Signed up for Beginning Drawing and Fundamentals of Culinary Technique at the New School (never cooked a dish in my life, and figured it was about time that I remedied that...), as well as (in keeping with my "more adventure" resolve) Hang Gliding and White Water Rafting through the Adventure Society (details under "Now Enrolled In", at right). Also, would like to take Basic Sailing at the Manhattan Sailing School as well, but am waiting to get a group of four together before taking the plunge (any takers, let me know...).
More soon--in the meantime, photos from "Healing Your Deepest Wound" are now online (under "My Photos", also at right).
Anyway, it's clear that I don't even exist. He knows that I read his blog and I can't imagine any other reason for him to write me out of his life like that except to twist the knife. It's even more upsetting now because we're in a bit of a situation together and he knows that I really need his support. I just cracked. He can be cruel and I really feel like I don't want his support anymore because in the end, all he ever does is hurt me.
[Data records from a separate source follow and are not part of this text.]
PR #268, opened 2017-03-06
edit/revertCell

benrr101:
Adding a new request type to the edit data API: "edit/revertCell" which reverts a single cell in a row. For update and create edits, it removes the cell from the list of pending updates and returns the original value (or null). If there isn't a pending edit to remove, the original value (or null) is returned anyways.


src/Microsoft.SqlTools.ServiceLayer/EditData/EditDataService.cs
```diff
@@ -79,6 +79,7 @@ public void InitializeService(ServiceHost serviceHost)
             serviceHost.SetRequestHandler(EditDeleteRowRequest.Type, HandleDeleteRowRequest);
             serviceHost.SetRequestHandler(EditDisposeRequest.Type, HandleDisposeRequest);
             serviceHost.SetRequestHandler(EditInitializeRequest.Type, HandleInitializeRequest);
+            serviceHost.SetRequestHandler(EditRevertCellRequest.Type, HandleRevertCellRequest);
```
kburtram: do we have a use case for this message type?  I was suspecting that the grid would do reverts on the row level instead of the cell level.

benrr101: I'm thinking this is the behavior for if you hit <kbd>esc</kbd> when you're typing a value into a cell. If you revert the entire row, this could be annoying if you need to switch to another tab but are in the middle of changing a row. But this is something we can discuss.

PR #274, opened 2017-03-09
NULL column validation when updating cells

benrr101:
Validates whether or not a cell can be set to `NULL` based on whether or not the column allows null values. If the column does not allow `NULL` and the user tried to set it to `NULL` it will throw an exception.

### DIFF
--- a/src/Microsoft.SqlTools.ServiceLayer/EditData/UpdateManagement/CellUpdate.cs
+++ b/src/Microsoft.SqlTools.ServiceLayer/EditData/UpdateManagement/CellUpdate.cs
@@ -199,7 +199,7 @@ namespace Microsoft.SqlTools.ServiceLayer.EditData.UpdateManagement
         private void ProcessNullValue()
         {
             // Make sure that nulls are allowed if we set it to null
-            if (Column.AllowDBNull.HasTrue())
+            if (!Column.AllowDBNull.HasTrue())
             {
                 throw new InvalidOperationException(SR.EditDataNullNotAllowed);
             }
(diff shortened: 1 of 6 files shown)


src/Microsoft.SqlTools.ServiceLayer/EditData/UpdateManagement/CellUpdate.cs
```diff
@@ -197,6 +196,18 @@ private void ProcessBooleanCell(string valueAsString)
             ValueAsString = Value.ToString();
         }
 
+        private void ProcessNullValue()
+        {
+            // Make sure that nulls are allowed if we set it to null
+            if (!Column.AllowDBNull.HasTrue())
+            {
+                throw new InvalidOperationException(SR.EditDataNullNotAllowed);
```
coquagli: Where does this get caught?

benrr101: This would be caught in the edit/updateCell handler and the exception message would be returned to the user via an error.

src/Microsoft.SqlTools.ServiceLayer/EditData/UpdateManagement/CellUpdate.cs
```diff
@@ -197,6 +196,18 @@ private void ProcessBooleanCell(string valueAsString)
...
+            }
+
+            Value = DBNull.Value;
```
coquagli: I assume the -0.02% drop is from these 2 lines not getting hit.

PR #275, opened 2017-03-09
Adding validation of timespan columns w/in 24hrs

benrr101:
Very small feature add to make sure that values entered for `TIME` columns are < 24hrs. If the value is >=24hrs when setting the column, an exception will be thrown that the edit/updateCell handler will catch and convert into an error on the JSON RPC side.

### DIFF
--- a/src/Microsoft.SqlTools.ServiceLayer/EditData/UpdateManagement/CellUpdate.cs
+++ b/src/Microsoft.SqlTools.ServiceLayer/EditData/UpdateManagement/CellUpdate.cs
@@ -196,7 +196,6 @@ namespace Microsoft.SqlTools.ServiceLayer.EditData.UpdateManagement
             ValueAsString = Value.ToString();
         }
 
-<<<<<<< HEAD
         private void ProcessTimespanColumn(string valueAsString)
         {
             TimeSpan ts = TimeSpan.Parse(valueAsString, CultureInfo.CurrentCulture);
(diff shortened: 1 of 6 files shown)


test/Microsoft.SqlTools.ServiceLayer.UnitTests/EditData/CellUpdateTests.cs
```diff
@@ -159,6 +159,17 @@ public void BoolInvalidFormatTest()
         }
 
         [Theory]
+        [InlineData("24:00:00")]
+        [InlineData("105:00:00")]
+        public void TimeSpanTooLargeTest(string value)
```
coquagli: If you're feeling really ambitious you could make a test that verifies that timespans within the allowed range don't throw.

benrr101: That's already there as part of the "RoundTripTest" right below this test 😃

coquagli: Oops.

src/Microsoft.SqlTools.ServiceLayer/EditData/UpdateManagement/CellUpdate.cs
```diff
@@ -196,6 +196,7 @@ private void ProcessBooleanCell(string valueAsString)
             ValueAsString = Value.ToString();
         }
 
+<<<<<<< HEAD
```
coquagli: Heads up for this.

I have been trying so hard to be patient with him, and to try to accept him on "his terms," but he insists on ignoring that I am a real human being with feelings.
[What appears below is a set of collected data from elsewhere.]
PR #276, opened 2017-03-10
removed mono dependency

abist:
Possible fix for failing builds on Travis for OSX platform.

### DIFF
--- a/.travis.yml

Even tonight when he called me--he woke me up in the middle of the night and didn't apologize for it. He just talked about himself for a while and then when I yawned said he was going to go watch Six Feet Under and have a cigarette. So much for me, my feelings or my sleep.
Anyway, I'm feeling a little tired again now, and want to take advantage of the possibility, so I'm going to jump back into bed.
Hope you're all having a better night than I am!
-sad hyde-
5 comments:
Ah Hyde. I'm so sorry he is such a cold heartless bastard.
This might just have to be the last straw.
He tosses the word love around like it's the word THE, he is selfish and self centered.
He should be there for you all the time if he is your friend, not just when it's convenient to him.
Nuff said...Sorry....but I know now and I'm pissed!
I read his blog before you posted it and I knew that had you upset, that is why I called you last night.
When you feel up to talking you know the #.
Take care of yourself. Put yourself first.
More important than Narc, how did that test turn out?
That girl's right, honey.
Remember he *is* a Narcissist.
He is a major cock-sucking trampwanking twat. You don't need someone like that in your life.